From both dianostic graphics and shapiro normality tests, we conclude that the normality assumption is violated mainly because of clusters of outliers. Keep in mind that, anova test is somewhat robust to non-normality but rather sensitive to heteroskadasticity, i.e., unequal variances across groups, which we shall check on next.
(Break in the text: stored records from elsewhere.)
Issue #133, opened 2019-05-14
Handle and report errors thrown inside of Promises


ryanoglesby-tc:
It seems that errors that are triggered from inside of Promises are not caught by global `window.onerror` handlers, which means Honeybadger does not get notified of these.

I'd like to request that Honeybadger also listen for `unhandledrejection` so that these errors are also reported to Honeybadger. Does that fit into the scope of this library? I'd be willing to put together a PR too.

## What are the steps to reproduce this issue?
1. Throw an error in a Promise
2. Do not catch the error

Example:

```js
/*
  The promise below will throw `ReferenceError: nosuchfunc is not defined`

  The `onerror` listener will NOT be invoked.
  The `unhandledrejection` listener WILL be invoked.
*/
window.addEventListener('error', err => {
  console.log('window onerror', err)
})

window.addEventListener('unhandledrejection', rj => {
  console.log('unhandledrejection', rj)
})

new Promise((resolve, reject) => {
  nosuchfunc()
}).then(data => {
  // never gets called
  console.log('then:', data)
})
```

## What happens?

Errors thrown inside of promises are not caught by `window.onerror` handlers, so Honeybadger does not get notified of these.

## What were you expecting to happen?

Honeybadger is notified of any errors that bubble up from Promises.

## Any logs, error output, etc?

N/A

## Any other comments?

N/A

## What versions are you using?
**Operating System:** …
**Package Version:** …
**Browser Version:** …

joshuap:
Thanks for documenting this, @ryanoglesby-tc! I'm open to adding this, assuming we can add a config flag to disable it, and it can call any existing event bindings after calling ours (like our `window.onerror` handler does). I think some people will want to opt-out so that they can handle promise rejections however their framework recommends.

If we make this the new default, we may need to bump the major version, since this could potentially start duplicating reports for people who have already attached to this event to report errors (or have done so in their framework).

ryanoglesby-tc:
Ok, I'll see what I can do!

joshuap:
Released in v2.0.0

PR #140, opened 2019-05-18
Report unhandled promise rejections #133

ryanoglesby08:
## Status

**READY**

## Description

This PR adds support for reporting unhandled promise rejections, as described in Issue #133.

In short, this PR adds a listener to `window.onunhandledrejection`, which gets invoked when a promise rejection is not handled with either `try...catch` or `Promise.catch()`. This might happen if an un-expected runtime error occurs, such as as an null pointer exception, or not handling a normal Promise rejection. The normal `window.onerror` handler will NOT be invoked in these cases. Here are some examples.

```js
fetch('/api/user/123')
  .then(data => {
    // User 123 does not have any data, but the API call returned a 200. So data = {}
    let name = data.profile.name // 💥TypeError: Cannot read property 'name' of undefined
  })
```

```js
let stuff = undefined
new Promise((resolve, reject), () => {
  if( stuff ) {
    resolve(stuff)
  }
  else {
    reject(new Error("We have no stuff!"))
  }
}).then(stuff => {
    // do stuff
})

// => 💥Uncaught (in promise) Error: We have no stuff!
```

See: https://developer.mozilla.org/en-US/docs/Web/API/Window/unhandledrejection_event

## More info

* This is enabled by default, but you could switch the config so that it is opt in if that's preferred. Or do a major version bump.
* Will want to add the config option of `onunhandledrejection` to the main docs site too.

## Todos
- [x] Tests
- [ ] Documentation

### DIFF
--- a/spec/main.spec.js
+++ b/spec/main.spec.js
@@ -818,9 +818,9 @@ describe('Honeybadger', function() {
 
         afterNotify(done, function() {
           expect(requests.length).toEqual(1);
-          expect(request.payload.error.class).toEqual('window.onunhandledrejection')
+          expect(request.payload.error.class).toEqual('window.onunhandledrejection');
           expect(request.payload.error.message).toEqual('UnhandledPromiseRejectionWarning: Something has gone wrong');
-          expect(request.payload.error.backtrace).toEqual('UnhandledPromiseRejectionWarning: Unhandled promise rejection. This error originated either by throwing inside of an async function without a catch block, or by rejecting a promise which was not handled with .catch().')
+          expect(request.payload.error.backtrace).toBeUndefined();
         });
       });
 
@@ -835,9 +835,9 @@ describe('Honeybadger', function() {
 
         afterNotify(done, function() {
           expect(requests.length).toEqual(1);
-          expect(request.payload.error.class).toEqual('Error')
+          expect(request.payload.error.class).toEqual('Error');
           expect(request.payload.error.message).toEqual('UnhandledPromiseRejectionWarning: Error: Something has gone wrong');
-          expect(request.payload.error.backtrace).toEqual('the stack trace\nUnhandledPromiseRejectionWarning: Unhandled promise rejection. This error originated either by throwing inside of an async function without a catch block, or by rejecting a promise which was not handled with .catch().')
+          expect(request.payload.error.backtrace).toEqual('the stack trace');
         });
       });
 
@@ -868,9 +868,9 @@ describe('Honeybadger', function() {
 
         afterNotify(done, function() {
           expect(requests.length).toEqual(1);
-          expect(request.payload.error.class).toEqual('window.onunhandledrejection')
+          expect(request.payload.error.class).toEqual('window.onunhandledrejection');
           expect(request.payload.error.message).toEqual('UnhandledPromiseRejectionWarning: {"errorCode":"123"}');
-          expect(request.payload.error.backtrace).toEqual('UnhandledPromiseRejectionWarning: Unhandled promise rejection. This error originated either by throwing inside of an async function without a catch block, or by rejecting a promise which was not handled with .catch().')
+          expect(request.payload.error.backtrace).toBeUndefined();
         });
       });
 
--- a/spec/main.spec.js
+++ b/spec/main.spec.js
@@ -800,6 +800,104 @@ describe('Honeybadger', function() {
     });
   });
 
+  describe('window.onunhandledrejection callback', function() {
+    describe('default behavior', function() {
+      beforeEach(function() {
+        Honeybadger.configure({
+          api_key: 'asdf'
+        });
+      });
+
+      it('reports the promise rejection reason when it is a string', function(done) {
+        let reason = 'Something has gone wrong'
+        let promiseRejection = new PromiseRejectionEvent('unhandledrejection', {
+          promise: Promise.reject(reason),
+          reason
+        })
+        window.onunhandledrejection(promiseRejection);
+
+        afterNotify(done, function() {
+          expect(requests.length).toEqual(1);
+          expect(request.payload.error.class).toEqual('window.onunhandledrejection')
+          expect(request.payload.error.message).toEqual('UnhandledPromiseRejectionWarning: Something has gone wrong');
+          expect(request.payload.error.backtrace).toEqual('UnhandledPromiseRejectionWarning: Unhandled promise rejection. This error originated either by throwing inside of an async function without a catch block, or by rejecting a promise which was not handled with .catch().')
+        });
+      });
+
+      it('reports the promise rejection reason when it is an Error object', function(done) {
+        let reason = new Error('Something has gone wrong')
+        reason.stack = "the stack trace"
+        let promiseRejection = new PromiseRejectionEvent('unhandledrejection', {
+          promise: Promise.reject(reason),
+          reason
+        })
+        window.onunhandledrejection(promiseRejection);
+
+        afterNotify(done, function() {
+          expect(requests.length).toEqual(1);
+          expect(request.payload.error.class).toEqual('Error')
+          expect(request.payload.error.message).toEqual('UnhandledPromiseRejectionWarning: Error: Something has gone wrong');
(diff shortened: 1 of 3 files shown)


ryanoglesby-tc:
@joshuap Any feedback or thoughts on this PR?

joshuap:
Hey @ryanoglesby-tc, sorry for the delay on this. I'm going to look at it today. Thanks!

spec/main.spec.js
```diff
@@ -800,6 +800,104 @@ describe('Honeybadger', function() {
...
+          promise: Promise.reject(reason),
+          reason
+        })
+        window.onunhandledrejection(promiseRejection);
+
+        afterNotify(done, function() {
+          expect(requests.length).toEqual(1);
+          expect(request.payload.error.class).toEqual('Error')
+          expect(request.payload.error.message).toEqual('UnhandledPromiseRejectionWarning: Error: Something has gone wrong');
+          expect(request.payload.error.backtrace).toEqual('the stack trace\nUnhandledPromiseRejectionWarning: Unhandled promise rejection. This error originated either by throwing inside of an async function without a catch block, or by rejecting a promise which was not handled with .catch().')
```
joshuap: Question about this stack trace--I don't think I've seen traces with any kind of additional message/warning at the end; usually it's at the beginning:

```
Error message here
  at url:1:1
  at ...
```

Am I missing something there?

src/builder.js
```diff
@@ -553,6 +558,55 @@ export default function builder() {
...
+          stack: PROMISE_REJECTION_WARNING
+        });
+      }
+
+      return function(promiseRejectionEvent) {
+        onunhandledrejection(promiseRejectionEvent);
+        if (typeof original === 'function') {
+          return original.apply(this, arguments);
+        }
+        return false;
```
joshuap: Do you know if the return value here has any significance? I can't remember.

ryanoglesby08: I was following the pattern from the `onerror` callback. Looking back at the docs on MDN, it seems that the return value of `onerror` is significant, but the return value of `` is not. I think I will remove that.

https://developer.mozilla.org/en-US/docs/Web/API/WindowEventHandlers/onunhandledrejection

spec/main.spec.js
ryanoglesby08: I got this message and pattern directly from node. Node also appends this message at the bottom of the stack trace. I'm fine removing it, but it seems like valuable context for errors of this sort. It doesn't seem like browsers have a message like this built in already.

What do you think?

Here is an example:

```
$ node
> new Promise(resolve => { foo() })
Promise {
  <rejected> ReferenceError: foo is not defined
      at resolve (repl:1:26)
      at new Promise (<anonymous>)
      at repl:1:1
      at Script.runInThisContext (vm.js:124:20)
      at REPLServer.defaultEval (repl.js:325:29)
      at bound (domain.js:425:14)
      at REPLServer.runBound [as eval] (domain.js:438:12)
      at REPLServer.onLine (repl.js:650:10)
      at REPLServer.emit (events.js:198:15)
      at REPLServer.EventEmitter.emit (domain.js:481:20) }
> (node:11338) UnhandledPromiseRejectionWarning: ReferenceError: foo is not defined
    at resolve (repl:1:26)
    at new Promise (<anonymous>)
    at repl:1:1
    at Script.runInThisContext (vm.js:124:20)
    at REPLServer.defaultEval (repl.js:325:29)
    at bound (domain.js:425:14)
    at REPLServer.runBound [as eval] (domain.js:438:12)
    at REPLServer.onLine (repl.js:650:10)
    at REPLServer.emit (events.js:198:15)
    at REPLServer.EventEmitter.emit (domain.js:481:20)
(node:11338) UnhandledPromiseRejectionWarning: Unhandled promise rejection. This error originated either by throwing inside of an async function without a catch block, or by rejecting a promise which was not handled with .catch(). (rejection id: 1)
(node:11338) [DEP0018] DeprecationWarning: Unhandled promise rejections are deprecated. In the future, promise rejections that are not handled will terminate the Node.js process with a non-zero exit code.
```

ryanoglesby08:
Do you want me to write up a changelog entry as part of this PR? Or will that happen as part of the next release?

spec/main.spec.js
joshuap: Gotcha, thanks for the explanation. I'm thinking that we should leave it out of the browser version. I like the extra context, but our backend doesn't support extra logging at the end of the stack trace, unfortunately.

joshuap:
@ryanoglesby08 a changelog entry on this PR would be great. You can add it under the "Unreleased" heading. You'll need to add a subheading too--I'm thinking that this should go under a new "Added" heading. Feel free to include your GitHub handle if you want attribution ([example](https://github.com/honeybadger-io/honeybadger-js/blob/master/CHANGELOG.md#added)).

spec/main.spec.js
ryanoglesby08: Gotcha, will remove.

src/builder.js
ryanoglesby08: Removed the return value.

ryanoglesby08:
@joshuap Ok, ready for another look. I have removed the Node.js promise rejection warning from the stack trace, removed the superfluous return value from the handler, and added the CHANGELOG entry.

ryanoglesby08:
@joshuap Hi Josh. Any updates on this?

spec/main.spec.js
```diff
@@ -941,6 +941,110 @@ describe('Honeybadger', function() {
     });
   });
 
+  describe('window.onunhandledrejection callback', function() {
+    describe('default behavior', function() {
+      beforeEach(function() {
+        if (typeof PromiseRejectionEvent === 'undefined') {
```
joshuap: `PromiseRejectionEvent` is unsupported in Edge and FireFox, apparently:

https://developer.mozilla.org/en-US/docs/Web/API/PromiseRejectionEvent

I added this filter to just skip the specs for these browsers. I didn't add anything to skip the event handler from being attached, but I don't *think* that's a problem, since it just won't be called in those browsers anyway?

src/builder.js
```diff
@@ -569,6 +574,49 @@ export default function builder() {
...
+            name: reason.name,
+            message: `UnhandledPromiseRejectionWarning: ${reason}`,
+            stack
+          });
+
+          return;
+        }
+
+        let message = typeof reason === 'string' ? reason : JSON.stringify(reason)
+        notify({
```
joshuap: Also had to tweak the `notify` call here, to not rely on the `generated` argument (which is reserved for some special cases).

spec/main.spec.js
ryanoglesby08: Yeah that seems to be the case. Tested it in Firefox locally and it Firefox just ignored the `window.onunhandledrejection ` function

ryanoglesby08:
@joshuap Seems okay to me!

spec/main.spec.js
ryanoglesby08: Also good catch! I didn't even realize this was not yet supported in all browsers. A little surprised Firefox is lagging behind on this one!

ryanoglesby08:
Any updates on this PR @joshuap?

joshuap:
@ryanoglesby08 I’ll get this merged and release a beta this week. Thanks for the reminder!

joshuap:
@ryanoglesby08 this has been released as v2.0.0-beta.0: 

https://www.npmjs.com/package/honeybadger-js/v/2.0.0-beta.0

and:

https://js.honeybadger.io/v2.0-beta/honeybadger.min.js

Can you try it out and let me know how it works for you? Thanks!

ryanoglesby08:
Hi @joshuap, we've been using the v2 beta for about a week now and its looking good! We are seeing plenty of unresolved promise errors too. Seems like its working well. How long do you want the beta to run before releasing the real v2?

joshuap:
I think we're probably good to release it. I deployed it to our main Rails app and it seems OK there too. I'll put the release on my todo list for later this week or next.

joshuap:
@ryanoglesby08 v2.0.0 has been released. Thanks for your work on this!!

ANOVA Assumption 2: Check Equal Variance!
##
## Fligner-Killeen test of homogeneity of variances
##
## data: Amount by Region
## Fligner-Killeen:med chi-squared = 5.9472, df = 3, p-value = 0.1142
Given the departure from normality, we choose to conduct Fligner and Levene’ test for equal variances. Both fails to reject the null hypothesis (the null: equal variances). We are quite confident that the homoskedasticity assunmption is met. One-way anova is the way to go:
Run One-Way Anova
## Df Sum Sq Mean Sq F value Pr(>F)
## as.factor(ST$Region) 3 6549 2183 0.663 0.575
## Residuals 468 1540965 3293
H0: Mean amount for all regions are the same;
H1: Mean amount for at least one region is different from the others
Rather large p-value from one-way anova test shows little evidence to reject the null hypothesis. We conclude that the means from these three groups are very likely to be the same, which confirms our preliminary observation from the boxplot at the very begining.